I have a boyfriend, but I have a big crush on a mutual friend of ours that we just started hanging out with. I know stuff like this can be normal, but I'm a little bit unnerved because it's the same feeling I got when I met my past boyfriends. I talked to him online last night for a few hours, and I don't easily have conversations with people for that long. I can tell we could be good friends, but I'm feeling very confused and guilty because he's been on my mind.

I've been with my boyfriend for over a year and am very much in love with him, so I'm not in any way considering anything. But I feel like a crappy person that I even have these feelings when I love my boyfriend so much. What should I do? Should I avoid my friend? Maybe even tell him I can't talk to him as much and why (somehow I know he'd understand... though, that's probably inappropriate)? Or should I just continue to develop a friendship with him while trying ignore these feelings?


----------



## HollyGolightly (Aug 8, 2009)

You say you love your boyfriend, but are you attracted to your boyfriend more than this person? Do you know whether you will be able to control yourself if this friend ever made a pass at you? If not then you need to think about your current relationship and whether you want it to continue. 
But on the other hand I think it's just a harmless crush. It should pass. If not then take my advice.


----------



## starri (Jan 23, 2009)

*drum roll*

In my personal opinion which is undeniably a bit crooked; there will be more like this person in the years to come. More people you have crushes on and people he might develop crushes for.

How would you want him to handle this situation?

The answer varies from one person to the other. For me, I like to know that my man has all the space to do what he wants and WILLINGLY still wants me more than any other. So he has crushes, but when it comes down to it -- he picks me. 

Would you be comfortable in the relationship if you knew he was getting closer to someone he has a crush on? Do you trust him and trust yourself? 

Bottom line, don't do something you don't want done to you and don't do something that you would feel the need to hide. Ofcourse keeping in mind that you have enough self control.

There is also the possibility that new guy turns out more suitable than old guy. Are you willing to live with the burden of dumping someone for another? It is a possibility you might need to consider.

Hope it helped and did not mess it up :happy:


----------



## EvilByte (Aug 5, 2009)

Alizée did a very good job of expressing most of my sentiments. Having a "do unto others"/Golden Rule attitude can be a very good way to make sure you feel that all the decisions you make are as fair as they can be. 

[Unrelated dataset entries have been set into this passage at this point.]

PR #883, opened 2018-03-17
[update] ux improvement for personnal details step

AurelienLavorel:


pkarw:
Hi @AurelienLavorel, could you please attach the screen how does it look like after change?

AurelienLavorel:
Of course.

Before:
before
After:
after

I exchange **login** and **next step** position to respect the global design, validation button is always in right position.

When you press "enter" on e-mail field, next step is loaded.

pkarw:
Cool! Such UX improvements are much appreciated! Thanks for that @AurelienLavorel good job.

pkarw:
@AurelienLavorel could you please move the submit buttons related to the other checkout steps to the right as well to make it more coherent? https://www.dropbox.com/s/e2pgvkytc5cgedk/Screenshot%202018-03-18%2012.55.26.png?dl=0

PR #891, opened 2018-03-18
[add] ability to press back in checkout

AurelienLavorel:
https://github.com/DivanteLtd/vue-storefront/issues/885


pkarw:
It can be accepted as a interim/temporary solution; I belive it’s possible to make it as a vue router routing - something like (route config):

{ name: 'newsletter', path: '/my-account/newsletter', component: MyAccount, props: {activeBlock: 'newsletter'} }

By doing so we can avoid hashes and playing directly with window.history

The question is if it doesn’t require very deep changes to the Checkout logic / structure.

Would be great if you can investigate this and check if it’s feasible (with router changes)

PR #909, opened 2018-03-23
Update 'Installing on Linux and MacOS.md'

Tjitse-E:
When installing vue-storefront-api I noticed that docker is not enough. You also need 'docker-compose'.


pkarw:
Thanks!

Issue #957, opened 2018-03-30
Button shift


StasiekDivante:
When you hover over topbar icon on desktop button shifts ~2px to the bottom

![screen shot 2018-03-30 at 11 31 33](https://user-images.githubusercontent.com/37068687/38133985-a72bd9ce-3411-11e8-8801-3d9e117291b8.png)

icons should be aligned to exact height of topbar

<img width="220" alt="screen shot 2018-03-30 at 12 00 57" src="https://user-images.githubusercontent.com/37068687/38134146-2030124a-3412-11e8-802d-b3dd42580bbf.png">

lorenaramonda:
Hi @StasiekDivante can you please more specific about browsers and devices where this happens?

StasiekDivante:
sure, it's safari on macOS High Sierra

lorenaramonda:
ok, thanks. gonna have a look 😉

PR #962, opened 2018-03-30
ref. #957 reset margin from all buttons

lorenaramonda:
Remove margin from all buttons to prevent default browsers margin such as safari


pkarw:
Thanks!

Issue #956, opened 2018-03-30
Slight color change


StasiekDivante:
Change all #333 colors to #4F4F4F

lorenaramonda:
Hi @StasiekDivante just to be sure to operate in the right context, can you make an example in where it should changed, ie a button?
I see that #333 is set as value of the color variable of night-rider, if this color should not be present at all we could consider to remove it from variables list and replacing it where used with the proper color (#4f4f4f)

PR #963, opened 2018-03-30
ref. #956 replace all #333 colors to #4F4F4F

lorenaramonda:
Notice: pay attention that this may disable color change effects on hovering some element, especially those that use primary color variables as now they're the same in both statuses:

  primary: (
    default: map-get($colors, matterhorn),
    hover: map-get($colors, matterhorn)
  ),

matterhorn is #4F4F4F


lorenaramonda:
ops i made some mess on the commit 🙄 gonna PR the correct if I can make i working again

PR #3026, opened 2019-06-06
Update database tool README to use Yarn

Tjitse-E:
[The docs](https://docs.vuestorefront.io/guide/data/database-tool.html) on the database still use `npm` instead of `yarn`


patzick:
Thanks @Tjitse-E ! :)

PR #3061, opened 2019-06-17
rfc template improvements

lukeromanowicz:
Current docs template has some Rust language references. This PR fixes it


kkdg:
Thanks @lukeromanowicz

PR #3064, opened 2019-06-17
Storefront Cli

filrak:
PoC of Storefront CLI for scaffolding VS apps.

TODO:

- [x] Rename `create-storefront-app` to `vsf init`

TODO in next releases:
- Error handling
- `vsf upgrade`


src/modules/index.ts
```diff
@@ -73,7 +73,7 @@ export const registerModules: VueStorefrontModule[] = [
   PaymentBackendMethods,
   PaymentCashOnDelivery,
   RawOutputExample,
-  AmpRenderer,
+  // AmpRenderer,
```
pkarw: Why this is commented out?

packages/cli/README.md
```diff
@@ -0,0 +1,13 @@
...
+
+## Installation
+
+``` 
+npm i -g @vue-storefront/cli 
+```
+## Commands
+
+After installing CLI you'll get access to following commands:
+- `create-storefront-app` - Use it to set up new VS project. The CLI will ask you a few questions and set up new, ready to work with Vue Storefront instance.
```
patzick: i've seen that you want another name, so needs to be changed here also

packages/cli/package.json
```diff
@@ -0,0 +1,23 @@
+{
+  "name": "@vue-storefront/cli",
+  "version": "0.0.4",
```
patzick: shouldn't we keep versioning compatible for easier maintaining?
```suggestion
  "version": "1.10.0-rc.1",
```

packages/cli/package.json
```diff
@@ -0,0 +1,23 @@
...
+  "description": "",
+  "main": "index.js",
+  "scripts": {
+    "init": "./index.js"
+  },
+  "bin": {
+    "create-storefront-app": "./bin/createStorefrontApp.js"
```
patzick: script is init, shouldn't here be the same?

.eslintignore
```diff
@@ -1,2 +1,3 @@
 core/build/*.js
 node_modules
+packages/theme-capybara
```
patzick: no need to add this

.gitignore
```diff
@@ -29,6 +29,8 @@ core/resource/i18n/nl-NL.json
 core/resource/i18n/pl-PL.json
 core/resource/i18n/pt-BR.json
 core/resource/i18n/ru-RU.json
+_alpaca.scss
```
patzick: no need to add this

Fidelity is extremely important to me, and I used to be quite jealous. But I've come to realize that people (including myself) just have natural tendencies and feelings that they cannot control. It's not being unfaithful to have a crush on someone else, because you cannot help having such feelings. It's whether you act on them or not that determines your character and how others will feel about you at the end of the day. If you feel that you can not talk to him without being tempted, and you don't feel open to the idea of him possibly becoming your new boyfriend, then you need to realize how to limit yourself so you don't fall prey to your own emotions.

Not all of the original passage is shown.